All three panellists discussed the importance of building community trust by working through members of the community or people who look like them.

“The messenger many times is more trusted than the message itself,” Buchanan said. “So we're looking to change messengers and partner with health care and industry folks so that the messengers are different and folks are a little more comfortable being engaged.”

Buchanan’s group, the Institute for eHealth Equity, is working with Morehouse School of Medicine to train health ministers – leaders of faith communities in underserved areas – who can help create a bridge of trust.

“If you're a relatively healthy person, but a faithful person that goes to church fairly regularly, you'll see your physician 20 minutes a year for your annual physical, but you'll spend 70 hours a year in church,” he said. “So where are we conducting decentralized trials and we can do them remotely in places that are more likely to be trusted by community members? I think that's key.”
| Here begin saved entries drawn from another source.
Issue #1600, opened 2024-01-03
Support for x86_fp80 (long double)


maxaehle:
I'm wondering if Enzyme can handle the 80-bit x87 extended precision floating-point format known as `x86_fp80` in LLVM IR, which is used by Clang (and GCC) to represent the C/C++ type `long double`.

From https://fwd.gymni.ch/tpmWJm, I presume that it is not supported right now.

Support for `x86_fp80` could be desirable at some point in the future, because even if users avoid `long double` in their C++ source code, this type can appear in C++ standard library headers included from their source code. For example, libstdc++ uses `long double` to implement [`std::generate_canonical`](https://en.cppreference.com/w/cpp/numeric/random/generate_canonical), if I understand [this code](https://gcc.gnu.org/git/?p=gcc.git;a=blob;f=libstdc%2B%2B-v3/include/bits/random.tcc;h=7f4bf5ea1836e6540aa92f38ca6562bef41f6e1d;hb=HEAD#l3354) correctly. I suspect that this is also the reason why https://fwd.gymni.ch/HHKrZj fails.

wsmoses:
Yeah this would be good to add (and test). Would you be interested in
looking into this?

The location that Type Analysis assertion is thrown would be a good start.

maxaehle:
Yes, I'll look into this.

PR #1604, opened 2024-01-04
Improve support for x86_fp80 (long double) 

maxaehle:
This is an attempt to increase Enzyme's coverage of the LLVM type `x86_fp80`, in response to #1600. I'm not at all familiar with Enzyme from a developer perspective, and very happy about any kind of input.

## Existing coverage
Some `x86_fp80` coverage is already there, e.g. because the differentiation of [elementary operations](https://github.com/EnzymeAD/Enzyme/blob/a6e8dc066ee9834f19e9d163604ca8d29ec366c5/enzyme/Enzyme/InstructionDerivatives.td#L866-L893) and [floating-point conversions](https://github.com/EnzymeAD/Enzyme/blob/a6e8dc066ee9834f19e9d163604ca8d29ec366c5/enzyme/Enzyme/AdjointGenerator.h#L1427-L1429C17) is defined independent of the type (if my understanding is correct).

Hence, the new division and sine testcases suggested in this PR pass from the beginning.

## Missing coverage

A few locations in the code where `x86_fp80` support is missing can be identified by searching for `isDoubleTy` and `isFloatTy` in the code:
- Handling of **bit-tricks** (where real arithmetic is performed using e.g. bitwise logical operations), e.g. in [AdjointGenerator.h](https://github.com/EnzymeAD/Enzyme/blob/a6e8dc066ee9834f19e9d163604ca8d29ec366c5/enzyme/Enzyme/AdjointGenerator.h#L2717) and [TypeAnalysis.cpp](https://github.com/EnzymeAD/Enzyme/blob/a6e8dc066ee9834f19e9d163604ca8d29ec366c5/enzyme/Enzyme/TypeAnalysis/TypeAnalysis.cpp#L2965). 
- A particular case distinction that appears four times in **TypeTree.h**. At [one of them](https://github.com/EnzymeAD/Enzyme/blob/a6e8dc066ee9834f19e9d163604ca8d29ec366c5/enzyme/Enzyme/TypeAnalysis/TypeTree.h#L811) the 80-bit case is already considered, at the other three it is not.
- There are **some more places**, related to e.g. conversion from floating-point type to integer type of the same size, obtaining the type as a string, etc. 

I'm not sure whether additional work is necessary at other places. Please post if you are aware of some. Eventually, tests should also tell us.


maxaehle:
Commit [b01d87f](https://github.com/EnzymeAD/Enzyme/pull/1604/commits/b01d87f8833de6b9d46c4cebc0c7a4ee30ccab54) adds `x86_fp80` support in TypeTree.h and at the "some more places" mentioned above. With these changes, `opt` can successfully form differentiated code for the new `fp80` testcases (before [b01d87f](https://github.com/EnzymeAD/Enzyme/pull/1604/commits/b01d87f8833de6b9d46c4cebc0c7a4ee30ccab54), `opt` would crash as reported in #1600)). [895ed2e](https://github.com/EnzymeAD/Enzyme/pull/1604/commits/895ed2e86a303abe68ee7d5e7383d59746ee6481) updates the expected output of the `opt` run. 

Next, I'll think about extending the bit-trick handling.

enzyme/Enzyme/TypeAnalysis/TypeTree.h
```diff
@@ -650,6 +652,8 @@ class TypeTree : public std::enable_shared_from_this<TypeTree> {
                 chunk = 8;
               } else if (flt->isHalfTy()) {
                 chunk = 2;
+              } else if (flt->isX86_FP80Ty()) {
```
wsmoses, line 655: We might as well here (within isFloat) simplify this to `chunk = dl.getTypeSizeInBits(flt) / 8;`

enzyme/Enzyme/TypeAnalysis/TypeTree.h
```diff
@@ -731,6 +735,8 @@ class TypeTree : public std::enable_shared_from_this<TypeTree> {
         chunk = 8;
       } else if (flt->isHalfTy()) {
         chunk = 2;
+      } else if (flt->isX86_FP80Ty()) {
```
wsmoses, line 738: Same comment here about `chunk = dl.getTypeSizeInBits(flt) / 8;`

enzyme/Enzyme/TypeAnalysis/TypeTree.h
```diff
@@ -554,6 +554,8 @@ class TypeTree : public std::enable_shared_from_this<TypeTree> {
                 chunk = 8;
               } else if (flt->isHalfTy()) {
                 chunk = 2;
+              } else if (flt->isX86_FP80Ty()) {
```
wsmoses, line 557: Also here

enzyme/Enzyme/GradientUtils.cpp
```diff
@@ -5181,6 +5181,8 @@ Value *GradientUtils::invertPointerM(Value *const oval, IRBuilder<> &BuilderM,
                 chunk = 8;
               } else if (flt->isHalfTy()) {
                 chunk = 2;
+              } else if (flt->isX86_FP80Ty()) {
```
wsmoses, line 5184: and here

maxaehle:
Does anyone know what the purpose of [this piece of code in AdjointGenerator.h](https://github.com/EnzymeAD/Enzyme/blob/a6e8dc066ee9834f19e9d163604ca8d29ec366c5/enzyme/Enzyme/AdjointGenerator.h#L2613) is:
```c++
switch (BO.getOpcode()) {
    case Instruction::And: {
      // If & against 0b10000000000 and a float the result is 0
      
      // [...]
      auto FT = TR.query(&BO).IsAllFloat(size);
      auto eFT = FT;
      if (FT)
        for (int i = 0; i < 2; ++i) {
          auto CI = dyn_cast<ConstantInt>(BO.getOperand(i));
          if (CI && dl.getTypeSizeInBits(eFT) ==
                        dl.getTypeSizeInBits(CI->getType())) {
            if (eFT->isDoubleTy() && CI->getValue() == -134217728) {
              setDiffe(&BO, Constant::getNullValue(diffTy), Builder2);
              // Derivative is zero (equivalent to rounding as just chopping off
              // bits of mantissa), no update
              return;
            }
          }
        }
```
Is some weird bit-trick handled here? How does the bit-trick work? 134217728 is 2**27, but I don't see right now how real arithmetic could be hidden here...

wsmoses:
From the comment above it looks like it is saying float & signbit -> 0 derivative.

Also note that it was checking against a negative number (which is twos complement has different bits set)

enzyme/Enzyme/TypeAnalysis/TypeTree.h
maxaehle: Thanks, changed in [24c8098](https://github.com/EnzymeAD/Enzyme/pull/1604/commits/24c8098f99d83af45a0d681a44d9ec9411d40be3)

enzyme/Enzyme/TypeAnalysis/TypeTree.h
maxaehle: also changed in [24c8098](https://github.com/EnzymeAD/Enzyme/pull/1604/commits/24c8098f99d83af45a0d681a44d9ec9411d40be3)

enzyme/Enzyme/GradientUtils.cpp
maxaehle: also changed in [24c8098](https://github.com/EnzymeAD/Enzyme/pull/1604/commits/24c8098f99d83af45a0d681a44d9ec9411d40be3)

enzyme/Enzyme/TypeAnalysis/TypeTree.h
maxaehle: I couldn't simplify the code here like at the other places because there is no `DataLayout` instance (as far as I can see).

wsmoses: What would it look like to add an argument for a datalayout here?

wsmoses:
Could we also update the shift indices function that already manually handled fp80 to use the datalayout size check as well?

enzyme/Enzyme/TypeAnalysis/TypeTree.h
maxaehle: In every place where `IsAllFloat` is called, there is a DataLayout instance lying around. In 6a707777e364fd060d6f21da78f0ed371322c7f5, I add a DataLayout argument to the signature of IsAllFloat, in order to simplify its implementation in the same way as in the other places. (Could you please take another look and confirm that this change is correct?)

maxaehle:
> Could we also update the shift indices function that already manually handled fp80 to use the datalayout size check as well?

Yes, I also changed it in [24c8098](https://github.com/EnzymeAD/Enzyme/pull/1604/commits/24c8098f99d83af45a0d681a44d9ec9411d40be3).

maxaehle:
I can now compile and run the other example from #1600, https://fwd.gymni.ch/HHKrZj, on my local system. The `Integration CI LLVM 11 Release ubuntu-20.04` run is marked as "failed" because three testcases unexpectedly pass now. They all use the C++ header `<random>` in a similar way (see e.g. [here](https://github.com/EnzymeAD/Enzyme/blob/5422797090b89c1e22e836eb74a852de544febc1/enzyme/test/Integration/Sparse/ringspring3Drestlengthone.cpp#L141)) as this example, so probably that's a good message.

wsmoses (approved):

wsmoses:
If you're up for it, it may also be useful to test fp128 in a follow up PR.

maxaehle:
Thanks! I might look at bit-tricks and/or fp128 in a separate PR in the next days.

Additionally, though, having researchers of colour leading the studies will go a long way. Buchanan’s group is working with Historically Black Colleges and Universities that have medical schools to encourage that participation. Similarly, Steinle has found that at Folx Health LGBTQ patients respond better to physicians who are themselves queer or who have deep-rooted experience working with queer communities.

Sharing data will garner trust

Above and beyond these tactics though, one very concrete thing that researchers can change is to take communities and community organisations seriously as partners.

“Typically you’ll find whoever has the NIH grant at the moment in the academic community is looking for participation in clinical research [from low-income communities]. And this is historically happened. And what are they offering in return? Right. Typically, it's a ham sandwich. We'll buy you lunch for your data, and we'll give you a ham sandwich. And so that drives this mistrust and continues to do so. And I would consider that maybe in the front hand of the slap and the back hand for me is that the data that flows from research, that community members and many times organisations are asked to help drive, none of that data is shared back with community-facing organisations that are embedded in underserved communities.”

Because community organizations are often much less well-funded than academic researchers, they aren’t able to get the same quality of data on their own. Sharing that data would help researchers to build strong, lasting, equitable relationships with communities.

“The data piece of this is so critical,” Buchanan said, “how we share data back with communities so that community members and organisations that are embedded in communities historically who are liked and trusted by community members actually own and control their own data and are able to leverage that data to drive more dollars for themselves.”